RNA was isolated using TRI Reagent® and further purified using the RNeasy Mini Kit (Qiagen, UK, Catalogue No. 74106) which included a DNase digestion step. cDNA was synthesized from up to 4 μg of purified RNA using SuperScript™ reverse transcriptase (ThermoFisher Scientific, Catalogue No. 18091200) and subsequently amplified by Phusion high-fidelity polymerase (ThermoFisher Scientific, Catalogue No. F553) using primers designed to amplify all minigene transcripts. PCR products were visualized by electrophoresis on a 1–2% agarose gel and purified using the QIAquick Gel Extraction kit. Purified PCR products were Sanger sequenced and aligned to the reference sequence for the minigene vector using the SnapGene software suite and assessed for differences in splicing between wild-type and variant minigene constructs.
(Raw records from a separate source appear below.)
PR #175, opened 2020-01-05
Simplify validation of templates and compilation

bostanio:
### Summary

Simplify the way we compile and check validation of the components.
 * Introduced a version of `compile` that doesn't throw and can be called during eager loading
 * Introduced a version of `compile!` that will throw that is called right before rendering
 * Provides a simpler entry point to allow Components without initializers with Ruby 2.7 #174.

With this change we can move the invalid components back into their regular spot. Good proof that we've made the world a little bit better.


lib/action_view/component/base.rb
```diff
@@ -37,7 +37,7 @@ class Base < ActionView::Base
       # <span title="greeting">Hello, world!</span>
       #
       def render_in(view_context, *args, &block)
-        self.class.compile
+        self.class.compile!
```
bostanio: Use the version of compile that throws. This ensures the old behavior of getting exceptions for various mistakes

lib/action_view/component/base.rb
```diff
@@ -110,40 +110,41 @@ def call_method_name(variant)
...
-          # method#source_location to look up the file name
-          # of the component.
-          #
-          # If we were able to only support Ruby 2.7+,
-          # We could just use Module#const_source_location,
-          # rendering this unnecessary.
-          raise NotImplementedError.new("#{self} must implement #initialize.") unless has_initializer?
-
-          instance_method(:initialize).source_location[0]
+          @source_location ||=
```
bostanio: Caching this reflection seems like a great idea. We call this a bunch of times when compiling a template.

lib/action_view/component/base.rb
```diff
@@ -110,40 +110,41 @@ def call_method_name(variant)
...
+                initialize_method = instance_method(:initialize)
+                initialize_method.source_location[0] if initialize_method.owner == self
+              end
         end
 
         def eager_load!
-          self.descendants.each do |descendant|
-            descendant.compile if descendant.has_initializer?
-          end
+          self.descendants.each(&:compile)
```
bostanio: Oh Yeah....

lib/action_view/component/base.rb
```diff
@@ -110,40 +110,41 @@ def call_method_name(variant)
...
 
+        def compile!
+          compile(true)
+        end
+
         # Compile templates to instance methods, assuming they haven't been compiled already.
         # We could in theory do this on app boot, at least in production environments.
         # Right now this just compiles the first time the component is rendered.
-        def compile
+        def compile(raise_if_invalid = false)
```
rainerborene: I suggest following the same protocol of `save!` method and use `validate: false` as argument.

lib/action_view/component/base.rb
```diff
@@ -189,20 +190,32 @@ def templates
             end
         end
 
-        def validate_templates
+        def valid?(raise_if_invalid)
```
rainerborene: Not a common practice to have question mark methods triggering exceptions. I think this should be renamed to something like `validate`.

lib/action_view/component/base.rb
```diff
@@ -189,20 +190,32 @@ def templates
...
+
           if templates.empty?
-            raise NotImplementedError.new("Could not find a template file for #{self}.")
+            raise NotImplementedError.new("Could not find a template file for #{self}.") if raise_if_invalid
+            return false
           end
 
-          if templates.select { |template| template[:variant].nil? }.length > 1
-            raise StandardError.new("More than one template found for #{self}. There can only be one default template file per component.")
+          if templates.count { |template| template[:variant].nil? } > 1
```
dylnclrk: Not really crucial, but won't the invalid variants check below duplicate this check? I wonder if we could merge the two.

test/action_view/integration_test.rb
```diff
@@ -148,4 +148,8 @@ class IntegrationTest < ActionDispatch::IntegrationTest
   test "compiles unreferenced component" do
     assert UnreferencedComponent.compiled?
   end
+
+  test "does not compile components without initializers" do
```
dylnclrk: 👌

test/action_view/invalid_components_test.rb
```diff
@@ -1,11 +1,5 @@
 # frozen_string_literal: true
 
-require "invalid_components_test_helper"
```
dylnclrk: neat! It's nice we can have invalid components in `app/components` now 😄 and that the app wont complain until you try to render the component.

lib/action_view/component/base.rb
dylnclrk: 💅

joelhawksley:
Thanks for digging into this @bostanio!

In general, I'm wary of moving the existing validations out of the eager loading call chain. Doing so would reduce the safety of those checks, as we would then have to ensure we have tests that render every component in an application in order to catch the same set of errors, right?

bostanio:
@joelhawksley I think I agree and it's actually easier that way at least in the sense of the code.  What inspired me to do that was that we we not compiling templates without initializers which are just as broken as components without templates or too many templates. If we are cool with those blowing up eager loading then the code is a bunch simpler.

joelhawksley:
@bostanio what if we added a check for no-initializer components to the eager load step?

bostanio:
We have that already. The intent of this PR was to simplify that so we don't have the deal with initializers as part of eager load (and make the 2.7 support have a smaller blast radius)

Why wouldnt we want want no initializers components to blow up on eager loading? Why are the different from too many or two few template components?

test/action_view/invalid_components_test.rb
joelhawksley: I'm torn as to whether this is a good thing or not. Can you elaborate why you think it's good that the app doesn't raise an error until you try to render the component, vs. when it compiles the component on boot, which only happens when eager loading is turned on?

bostanio: I'm torn too. But in general Rails is lazy about a bunch of things like this and/or as a developer you only figure you broke something when you 'run it' (and lets hope you run it in your test suite). For example
1. I forget to add a view for a controller action
2. The table backing a model is missing/typoed
3. I've typoed the name of some ActiveRecored relation and AR can't find the association by convention
etc. etc.
Its fair to say that some (maybe all) of those cases are hard for Rails to check for at eager load time but that doesn't detract from the fact that those kinds of surprises are not unusual in Rails in general. 

On the flip side I worry a bit that failing at eager load time could be really disruptive. Suppose I'm in the middle of some refactor, I'm moving files around, renaming components, I haven't moved/renamed the views yet because I'm focused on the Component API but now I can't even load the app or maybe run my test suite? That feels pretty ugly.

Lastly, I think we should be consistent and treat all of these 'template error' cases the same way:

1. no initialize
1. no views at all
1. no default view (is this ok if we have variants?)
1. more than one default view
1. to many variant views for the same variant

Note that we currently treat 1 differently than 2, 4 & 5.

joelhawksley: @bostanio 💥 you make a very strong point here.

We've always tried to have this library behave consistently with Rails. With that goal in mind, I think we're right to make this change. 

Thank you for taking the time to explain your perspective ❤️

lib/action_view/component/base.rb
joelhawksley: Agreed. @bostanio mind making this change?

lib/action_view/component/base.rb
joelhawksley: Agreed. We don't really _need_ to have this method have a return value, as it halts the call chain by raising an error if there are any issues.

test/action_view/invalid_components_test.rb
```diff
@@ -36,6 +30,6 @@ def test_raises_error_when_more_than_one_sidecar_template_for_a_variant_is_prese
       render_inline(TooManySidecarFilesForVariantComponent)
     end
 
-    assert_includes error.message, "More than one template found for variant 'test' in TooManySidecarFilesForVariantComponent"
+    assert_includes error.message, "More than one template found for variant(s) 'test, testing' in TooManySidecarFilesForVariantComponent"
```
joelhawksley: What if we refactored the error message to use the `pluralize` method instead of using `(s)`?

joelhawksley: (and to use `to_sentence` for the list of templates)

test/action_view/invalid_components_test.rb
dylnclrk: Sorry for not getting back yesterday.

@bostanio did a great job of making the case for this. Like he said, my thinking was that it's nice to match how Rails doesn't blow up when you forget to write a view for a controller until you call `render`. Which feels less disruptive when you're adding/refactoring a component.

But it can also be helpful to see those errors sooner, so 🤷‍♂I could see an argument for wanting it the other way. But I think the consistency with Rails is valuable, so I'd vote for not blowing up on eager load.

lib/action_view/component/base.rb
bostanio: we do need it to return a value because we need the ability to call compile, not raise an exception but not blow up later because templates are screwy. I'll figure out a solution

lib/action_view/component/base.rb
bostanio: We could do it that way but its a different error so I think its simpler separate.

lib/action_view/component/template_error.rb
```diff
@@ -0,0 +1,11 @@
...
+
+module ActionView
+  module Component
+    class TemplateError < StandardError
+      def initialize(errors)
+        super(errors.join(", "))
+      end
+    end
+  end
+end
```
bostanio: I added a our own Error. We could maybe do better than concating the errors but it probably does for now.

lib/action_view/component/base.rb
```diff
@@ -110,34 +110,40 @@ def call_method_name(variant)
...
         # Right now this just compiles the first time the component is rendered.
-        def compile
+        def compile(validate: false)
           return if compiled?
 
-          validate_templates
+          if template_errors.present?
+            raise ActionView::Component::TemplateError.new(template_errors) if validate
+            return false
+          end
```
bostanio: The logic of compilation is much easier to grok now. Plus we can report on all the mistakes you made with the component in one go.

lib/action_view/component/base.rb
```diff
@@ -177,26 +184,33 @@ def templates
...
+              invalid_variants = templates
+                                   .group_by { |template| template[:variant] }
+                                   .map { |variant, grouped| variant if grouped.length > 1 }
+                                   .compact
 
-            raise StandardError.new("More than one template found for variant '#{variant}' in #{self}. There can only be one template file per variant.")
-          end
+              unless invalid_variants.empty?
+                errors << "More than one template found for #{'variant'.pluralize(invalid_variants.count)} #{invalid_variants.map { |v| "'#{v}'" }.to_sentence} in #{self}. There can only be one template file per variant."
+              end
```
bostanio: @joelhawksley pluralize and to_sentence

lib/action_view/component/railtie.rb
```diff
@@ -35,9 +35,7 @@ class Railtie < Rails::Railtie # :nodoc:
 
       initializer "action_view_component.eager_load_actions" do
         ActiveSupport.on_load(:after_initialize) do
-          ActionView::Component::Base.descendants.each do |descendant|
-            descendant.compile if descendant.has_initializer? && config.eager_load
-          end
+          ActionView::Component::Base.descendants.each(&:compile)
```
joelhawksley: Does this mean we'll always be compiling components even if eager loading is turned off?

bostanio: I don't think so. I think i tested turning eager load off in test.rb and the spec fails.

joelhawksley: Confirmed locally ☝️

Comparison with GTEx datasets

Variants identified in GTEx v7 datasets were cross-referenced with prioritized variants from our cohort. FASTQs were downloaded from the Database of Genotypes and Phenotypes (dbGaP) under the project accession phs000424.v8.p2 for GTEx control individuals carrying prioritized variants. RNA-seq datasets for samples carrying prioritized variants were identified, and the TPM value of the tissues available were considered. RNA-seq data from tissues with a TPM value > 5 were considered and FASTQ datasets were processed as described previously49. Read alignments were visualized in IGV and Normalized Read Count (NRC) and intron retention levels were quantified. NRC is calculated as the proportional usage of non-canonical splice junctions compared to canonical splice junctions for any given site. NRC and intron retention levels for individuals carrying prioritized variants were compared to ten control individuals in the GTEx dataset.